GPU based visualization of Adaptive Mesh Refinement data
Francesco Piccolo, Seconda Universitá di Napoli, Italy
Adviser: Dr. Herwig Zilken, JSC
The goal of this work is a CUDA implementation of a GPU based raycasting algorithm and an octree traversal in order to speed up the visualization of AMR datasets. For this purpose complex data structures are employed to map the entire dataset to the graphics memory. An octree texture based method is used to store the data in the GPU memory and the data lookup is based on a reduced-stack traversal algorithm. The visualization algorithm uses the inherently hierarchical data structure for an efficient visualization. The volume raycasting and hierarchical data retrieval are both computationally demanding and massively parallel problems.
Brain volume reconstruction - parallel implementation of unimodal registration
Petar Sirkovic, University of Zagreb, Croatia
Advisers: Timo Dickscheid, INM-1; Oliver Bücker, Dr. Bernhard Steffen, JSC
In order to construct a 3D brain volume, a large number of 2D brain slice images are combined. These images are usually significantly deformed during the preparation process and they have to be mapped to the correct geometrical place. In cases when there is no geometrically correct reference image, a sequence of mappings between neighbouring images is produced. This process is usually strictly sequential. It takes several hours to compute one binary registration, which leads to several months needed to produce a full brain volume. The purpose of this work is to test the parallelisation of this process, the concatenation of binary registrations and investigate the potential problems that arise on the way.

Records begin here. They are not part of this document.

PR #313, opened 2023-08-14
Add zero-padding removal option to SerialCommHub

LAD101work:


modules/SerialCommHub/tiny_modbus_rtu.cpp
```diff
@@ -64,117 +64,16 @@ static void append_checksum(uint8_t* msg, int msg_len) {
 static bool validate_checksum(const uint8_t* msg, int msg_len) {
     if (msg_len < 5)
         return false;
+
+    EVLOG_info << hexdump(msg, msg_len);
```
corneliusclaussen: Looks like this debug needs to be removed before merge?

modules/SerialCommHub/manifest.yaml
```diff
@@ -24,6 +24,10 @@ provides:
         description: On some hardware every message that is sent is read back, this setting filters the sent message in the reply.
         type: boolean
         default: false
+      skip_zero_padding:
```
corneliusclaussen, line 27: This should probably not be a config option for the module. The problem is that it applies to all devices on the bus if you set it here, it probably is only needed for one of them? In that case it may be better to implement this as an argument for the read command (with a default disabled value) so that multiple devices can share the same bus. Also we should make sure this is really needed and is not a result of e.g. some misconfiguration of the serial port settings (in which case it would be work around code for hiding a bug)

modules/SerialCommHub/tiny_modbus_rtu.cpp
```diff
@@ -64,117 +64,16 @@ static void append_checksum(uint8_t* msg, int msg_len) {
...
-        case 0x0A:
-            EVLOG_error << "Modbus exception: Gateway path unavailable";
-            break;
-        case 0x0B:
-            EVLOG_error << "Modbus exception: Gateway target device failed to respond";
-            break;
-        }
-        return result;
-    }
+    EVLOG_info << "crc_sum: " << std::setfill('0') << std::setw(4) << std::hex << crc_sum;
```
corneliusclaussen: left over debug?

modules/SerialCommHub/tiny_modbus_rtu.cpp
```diff
@@ -354,11 +260,159 @@ std::vector<uint16_t> TinyModbusRTU::txrx(uint8_t device_address, FunctionCode f
...
+    }
+
+    if (function != function_code_recvd) {
+        EVLOG_error << fmt::format("Function code mismatch: expected: {} received: {}", function, function_code_recvd);
+        return result;
+    }
+
+    if (!validate_checksum(&buf.at(start_offset), len)) {
+        if (this->skip_zero_padding) {  // in case of zero-padding, remove trailing zero(es) and check again
+            EVLOG_info << "first checksum validation failed and skip_zero_padding set";
```
corneliusclaussen: remove debug?

corneliusclaussen (changes requested):

modules/SerialCommHub/tiny_modbus_rtu.cpp
LAD101work: Please make sure you comment only on the latest version, not on intermediary commits! 
This has already been fixed by the next commit.

modules/SerialCommHub/tiny_modbus_rtu.cpp
LAD101work: Please make sure you comment only on the latest version, not on intermediary commits! 
This has already been fixed by the next commit.

modules/SerialCommHub/manifest.yaml
LAD101work: This is actually the reason for this PR: 
A lot of times, when debugging new hardware, there is no clean bus, in which case one can set this option to remove timing issues introduced by non-clean bus connections. In this case it affects ALL communication on the bus and since the SerialCommHub is the module responsible for controlling the bus, I think this would be the best place to be able to set this option. 
Since I have run into this problem more than once, I think this option might add some value for other developers working on integrating new devices as well.
It has a default of "false", thus need not be considered in any situations that do not expressly need this option, but for those which need it there is no good other way...

corneliusclaussen: Do we know where these extra bytes are coming from? Are we sure they are always zero?

LAD101work: Yes, they are always zero. They seem to come from bus noise/too wide timing windows/too large capacitance on the bus. I would like to have measured with a scope but Julian is with you at the camp right now...

corneliusclaussen:
won't fix

PR #324, opened 2023-08-22
service name string length was not initialized which causes EXI encod…

corneliusclaussen:
…e errors if it is not 0 by sheer luck


SebaLukas (approved):
👍

PR #325, opened 2023-08-22
fix handling of external limits via API module

corneliusclaussen:
This fixes the handling of energy limits set via API module


Pietfried (approved):

modules/EvseManager/energy_grid/energyImpl.cpp
```diff
@@ -190,6 +190,7 @@ void energyImpl::ready() {
                 }
 
                 publish_energy_flow_request(energy_flow_request);
+                // EVLOG_info << "Local limits " << mod->getLocalEnergyLimits();
```
Pietfried, line 193: can just be removed

corneliusclaussen: fixed

PR #330, opened 2023-08-23
hack BPT: allow starting with discharging

corneliusclaussen:
This allows starting with discharging directly in hack bpt mode


SebaLukas (approved):
Looks good 👍

PR #333, opened 2023-08-25
always trigger DC power supply update when changing between charge an…

corneliusclaussen:
…d discharge


corneliusclaussen:
This fixes a bug when e.g. switching from -5000W to +5000W in hack_bpt mode

SebaLukas (approved):
👍

PR #2528, opened 2026-07-29
Fix(manager): Don't guess CLI options

cburandt:
## Describe your changes

The manager executable does fuzzy matching of CLI arguments (implemented by Boost.Program_options).

This PR disables the fuzzyness: forbids boost::po to guess the best match.

To fix this in a non-breaking way, "--conf" was added as an explicit option (in addition to "--config").

### Reason

The CLI option in question is "--config". However, the auto-generated run-scripts and many examples used "--conf".
Introduction of a "--configuration-api" option (to come in a later PR) created a collision: The fuzzy matcher could not longer match "--conf" to "--config" since "--configuration-api" is an equally good match).

### DIFF
--- a/applications/utils/docker/everest-docker-image/Dockerfile
+++ b/applications/utils/docker/everest-docker-image/Dockerfile
@@ -115,4 +115,4 @@ WORKDIR /opt/everest
 COPY --from=builder /opt/everest ./
 COPY ./scripts/initialize.sh /opt/everest
 
-CMD [ "/opt/everest/bin/manager", "--conf", "/opt/everest/config/config.yaml" ]
+CMD [ "/opt/everest/bin/manager", "--config", "/opt/everest/config/config.yaml" ]
--- a/applications/utils/docker/everest-docker-image/run-config-fallback.sh
+++ b/applications/utils/docker/everest-docker-image/run-config-fallback.sh
@@ -10,7 +10,7 @@ usage() {
 
 export EVEREST_CONFIG=config-fallback.yaml
 export OCPP_CONFIG=ocpp-config.json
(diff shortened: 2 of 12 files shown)


Pietfried (commented):
nit: add a warning if --conf is used.

There is one more occurences of --conf e.g. in applications/utils/docker/everest-docker-image/run-config-fallback.sh (only L13)

Pietfried (dismissed):

Pietfried (approved):

hikinggrass:
I think that qualifies as a "breaking" change, even though the label doesn't quite fix.

Pietfried:
> I think that qualifies as a "breaking" change, even though the label doesn't quite fix.

Isnt it completely backwards compatible?

cburandt:
> > I think that qualifies as a "breaking" change, even though the label doesn't quite fix.
> 
> Isnt it completely backwards compatible?

It's not completely backwards compatible: ALL cli options were "guessed" if no exact match existed. Therefore we break all setups with typos or not fully spelled-out cli options.

hikinggrass:
> > I think that qualifies as a "breaking" change, even though the label doesn't quite fix.
> 
> Isnt it completely backwards compatible?

I should be fine since this is clearly not intended functionality, and not documented. But it could unexpectedly break other (arguably wrong) run configurations not tracked in this repository

Pietfried:
> > > I think that qualifies as a "breaking" change, even though the label doesn't quite fix.
> > 
> > 
> > Isnt it completely backwards compatible?
> 
> I should be fine since this is clearly not intended functionality, and not documented. But it could unexpectedly break other (arguably wrong) run configurations not tracked in this repository

Ah, apart from the fallback handling for `--conf`, that's true. Let's put the label and highlight in the upcoming release notes.

hikinggrass (approved):

PR #2531, opened 2026-07-29
Feature(framework): Allow to set an MQTT LWT

cburandt:
## Describe your changes

This PR allows to set a last-will-and-testament (LWT) via the mqtt_abstraction. This feature is not available from the modules but only from the manager.
In MQTT LWT works such, that for one connection only a single LWT can be defined. The implementation will therefore accept setting the LWT once and fail any further attempts. Setting the LWT must happen before the connection is set up.


Pietfried (approved):
lgtm

hikinggrass (approved):

PR #2533, opened 2026-07-30
feat(YetiSimulator): make simulated AC nominal frequency configurable

hirokiri:
### Motivation

Follow-up to #2523, as suggested by @SebaLukas in [this comment](https://github.com/EVerest/EVerest/pull/2523#issuecomment-5117484919): the YetiSimulator hardcodes the simulated AC grid frequency to 50 Hz (struct defaults in `util/state.hpp`), while several regions of the world run 60 Hz grids (most of the Americas, parts of Asia).

Japan — the motivating region for #2523 — is actually the strongest example: it is one of the very few countries with **both** nominal frequencies in domestic service (50 Hz in East Japan, 60 Hz in West Japan). A SIL setup modeling Japanese charging stations therefore needs this to be configurable even within a single country.

### What changed

Mirrors the approach of #2523 (`ac_nominal_voltage`):

- `modules/Simulation/YetiSimulator/manifest.yaml`: new config option `ac_nominal_frequency` (type `number`, default `50.0`, minimum `50.0`, maximum `60.0`). All public grids worldwide are nominally 50 or 60 Hz, hence the bounds; frequency excursions around the nominal value are already simulated at runtime by `add_noise()` and are not constrained by them.
- `modules/Simulation/YetiSimulator/YetiSimulator.hpp`:
  - `Conf` struct extended with `double ac_nominal_frequency;` (matching the generated code from `ev-cli` for the updated manifest).
  - `reset_module_state()` now applies the configured value to `simdata_setting.frequencies`, `simulation_data.frequencies` and `powermeter_data.freqL1/L2/L3`, so the configured frequency is reported both while the simulation loop is stepping and while it is idle, and survives the runtime module state reset triggered via `ev_board_supportImpl::handle_enable()` — same reasoning as in #2523.

### Depends on #2523

This branch is stacked on `feature/yetisim-configurable-nominal-voltage`, since both PRs touch the same config block and `reset_module_state()`. Until #2523 merges, the diff here also shows its commits — only the last commit is new. I will rebase onto `main` as soon as #2523 lands.

### Backward compatibility

The default remains 50 Hz and the struct defaults in `util/state.hpp` are unchanged, so existing configurations behave exactly as before.

None — follow-up to review discussion on #2523.

- [x] I have made corresponding changes to the documentation (config option description in the manifest; no further docs reference the simulated frequency)

### DIFF
--- a/modules/Simulation/YetiSimulator/YetiSimulator.hpp
+++ b/modules/Simulation/YetiSimulator/YetiSimulator.hpp
@@ -32,6 +32,7 @@ struct Conf {
     std::string dummy_meter_value_blob_start;
     std::string dummy_meter_value_blob_stop;
     double ac_nominal_voltage;
+    double ac_nominal_frequency;
 };
 
 class YetiSimulator : public Everest::ModuleBase {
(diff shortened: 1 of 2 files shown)


SebaLukas (dismissed):

SebaLukas:
There are two conflicts that are need to be resolved before merging

hirokiri:
@SebaLukas Conflicts are resolved — merged `main` into the branch (the conflicts were with the `ac_nominal_voltage` change from #2523 that just landed). Should be mergeable now, thanks!

SebaLukas (approved):
👍 
Before I merge your PR, can you please squash your commits in one commit

hirokiri:
Done — squashed into a single commit (acc0cbb). The branch previously also carried the nominal-voltage commit that was already merged via #2523, so after the squash the PR is only the frequency change. Thanks for the review!

PR #2538, opened 2026-07-30
RsIskraMeter: Change implementation_id to match other meters

dorezyuk:

### DIFF
--- a/docs/source/project/releases/deprecation-index.rst
+++ b/docs/source/project/releases/deprecation-index.rst
@@ -30,3 +30,7 @@ to the corresponding migration guide.
      - 2026.10.0
      - 2027.04.0
      - :ref:`Migrate to the Combined OCPP Module <howto-ocpp-storage-migration>`
+   * - The `RsIskraMeter` deprecates its `meter` implementation_id in favor of `main`.
+     - 2026.10.0
+     - 2027.04.0
+     - Change `implementation_id: meter` to `implementation_id: main` in the config connection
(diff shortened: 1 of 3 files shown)


hikinggrass (dismissed):
Let's track this as a "breaking change" so we can highlight it in the release notes later on

Pietfried:
> Let's track this as a "breaking change" so we can highlight it in the release notes later on

Is this really a required change with this consequence?

dorezyuk:
> Is this really a required change with this consequence?

@Pietfried is there a way we could avoid it? I still would like that the impl id follows the other meters so we can change it easier

Pietfried:
> > Is this really a required change with this consequence?
> 
> @Pietfried is there a way we could avoid it? I still would like that the impl id follows the other meters so we can change it easier

There is currently no auto-migration option for these kind of changes.

dorezyuk:
@Pietfried @hikinggrass maybe this is a better approach - we deprecate the current `meter` interface and add `main` - this should be more inline with our guidelines

Pietfried (changes requested):
The solution looks good avoiding the breaking change.

Please add an entry in the deprecation index for this: https://github.com/EVerest/EVerest/blob/main/docs/source/project/releases/deprecation-index.rst and recommend a migration (e.g "change implementation_id: meter to implementation_id: main in the config connection").

dorezyuk:
done

Pietfried (approved):

PR #2539, opened 2026-07-30
feat(session_storage_consumer_API): add external API module for PersistentSessionStorage

nzbr:
## Describe your changes

Implement the AsyncAPI definition in session_storage_consumer_API.yaml: a new session_storage domain in everest_api_types and the session_storage_consumer_API module bridging the session_storage interface to external MQTT with the three request/reply commands get_sessions, get_session and clear_sessions.

Smoke tests drive the bridge over external MQTT against a probe module providing the session_storage interface.


docs/source/reference/EVerest_API/transaction_storage_consumer_API.yaml
```diff
@@ -0,0 +1,453 @@
...
+        $ref: '#/components/messages/receive_heartbeat'
+  send_communication_check:
+    address: 'm2e/communication_check'
+    messages:
+      send_communication_check:
+        $ref: '#/components/messages/send_communication_check'
+
+
+operations:
+  send_request_get_transactions:
```
marcemmers, line 75: Would having some kind of a filter on the `get_transactions` make sense? Maybe at least an optional to and from date?

Otherwise if chargers are in use for years this reply will potentially get thousands of transactions in the payload.

nzbr: Yes, definitely, but I'd wait to implement that in a separate PR. Adding optional parameters isn't a breaking change after all and we'd need to figure out what kind of filters make sense first

marcemmers: Ok that makes sense, I was wondering if that should be a follow up anyway.

modules/API/EVerestAPI/session_storage_consumer_API/docs/index.rst
```diff
@@ -0,0 +1,44 @@
...
+iteration is complete. An invalid or outdated token starts the iteration from
+the beginning. The payload is optional: an empty object requests the first page
+with the default page size.
+
+Deleting records
+================
+
+``clear_sessions`` cannot be undone. It also deletes records that are still
+open, and when such a session finishes later the finish is dropped and the
+record does not reappear.
```
cburandt, line 38: Maybe add a word concerning concurrently accessing client: All access is stateless and clear_sessions could always be called by client A while client B is getting sessions.

modules/API/EVerestAPI/session_storage_consumer_API/docs/index.rst
```diff
@@ -0,0 +1,44 @@
...
+
+Pagination
+==========
+
+``get_sessions`` returns records oldest first. A reply carries a
+``continuation_token`` while more matching records may exist; pass it in the
+next request to continue the iteration. A reply without a token means the
+iteration is complete. An invalid or outdated token starts the iteration from
+the beginning. The payload is optional: an empty object requests the first page
+with the default page size.
```
cburandt, line 31: If I read the test case from the PR this one is based upon correctly, the last page requested using some continuation token could be empty. Maybe worth pointing out here.

modules/API/EVerestAPI/session_storage_consumer_API/docs/index.rst
cburandt, line 1: Placing these hints here, will probably not help the users. They will usually use the rendered html docs and navigate to "Reference->EVerest API Reference" and select the session_storage_consumer_API there. They will find no link to the handwritten module documentation there.

Maybe this can be included into the AsyncAPI yaml doc?

cburandt (dismissed):
LGTM, however I would not place documentation in the module docs, as it's unlikely that API users will find it there.

modules/API/EVerestAPI/session_storage_consumer_API/session_storage_consumer_API.cpp
```diff
@@ -0,0 +1,103 @@
...
+        }
+        return false;
+    });
+}
+
+void session_storage_consumer_API::generate_api_cmd_clear_sessions() {
+    helper.subscribe_api_topic("clear_sessions", [this](std::string const& data) {
+        std::string reply_to;
+        if (deserialize_request(data, reply_to)) {
+            auto reply = API_types_ext::to_external_api(r_session_storage->call_clear_sessions());
```
cburandt, line 95: This needs an argument (call_clear_sessions(...))

cburandt (changes requested):

cburandt (dismissed):
LGTM

(one could also delete the handwritten part from the module's doc completely, but as long as everything is described in the yaml, it's fine for me)

cburandt (approved):
LGTM

hikinggrass (approved):

PR #2541, opened 2026-07-30
Rust: fix error serialization/deserialization

IvarWithoutBones:
## Describe your changes

The Rust bindings maps each error type in an interface to a strongly-typed enum, which is converted to/from when publishing/receiving an error. This mapping had a small bug: the error type was always converted to snake_case, even though not all interfaces adhere to that convention.

For example:
`power_supply_DC/HardwareFault` was mapped to `power_supply_dc/HardwareFault` (lowercase DC), which causes deserialization to fail and serialization to yield unknown error types.

This commit fixes that by removing the snake_case conversion. Now the error type always follows whichever formatting style the interface chooses.


dorezyuk:
@IvarWithoutBones can you extend the https://github.com/EVerest/EVerest/tree/main/lib/everest/framework/everestrs/tests/modules/RsErrorsCompilationChecks test? I think it would be nice to define a new dummy error ala error_CAP.yaml or similar and add a test case in the main.rs - let me know if you need help with that

IvarWithoutBones:
Done :+1:

lib/everest/framework/everestrs/tests/errors/errors_CAPITALIZED.yaml
dorezyuk, line 1: just a nit - but can we name the errors and the interface the same - one is CAPITALIZED_errors and the other errors_CAPITALIZED. Or is that on purpose?

IvarWithoutBones: I tried to follow what the other definitions use, e.g. `errors_multiple.yaml` and `example_errors.yaml`. Should I still rename it?

dorezyuk: but this file is named CAPITALIZED_errors - and every other file is named erros_<...>.yaml - maybe I dont get what yo try to say , but I would rename it to errors_CAPITALIZED

IvarWithoutBones: I meant that all the other error types are named that way, like `errors/example_errors.yaml` and `errors/more_errors.yaml`. Whereas the interfaces are all named like `interfaces/errors_duplicate` and `interfaces/errors_multiple.yaml`.

Doesn't really matter though, I've renamed it like you suggested.

dorezyuk (approved):

hikinggrass (approved):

Porting and optimization of a Lattice Boltzmann D2Q37 code to Blue Gene/Q
Fabio Pozzati, University of Bologna, Italien, Computer Science
Advisers: Prof. Dirk Pleiter, Willi Homberg, JSC
We describe the implementation and optimization of a Lattice Boltzmann code for computational fluid-dynamics on the massively parallel BlueGene/Q architecture. We analyze the behaviour and the performance using a prototype version of BG/Q which is installed at the IBM research lab Böblingen. Using the large degree of parallelism of the underlying algorithm, it is possible to make use of all the available parallel resources of the architecture (multi-node, multi-core, SIMD).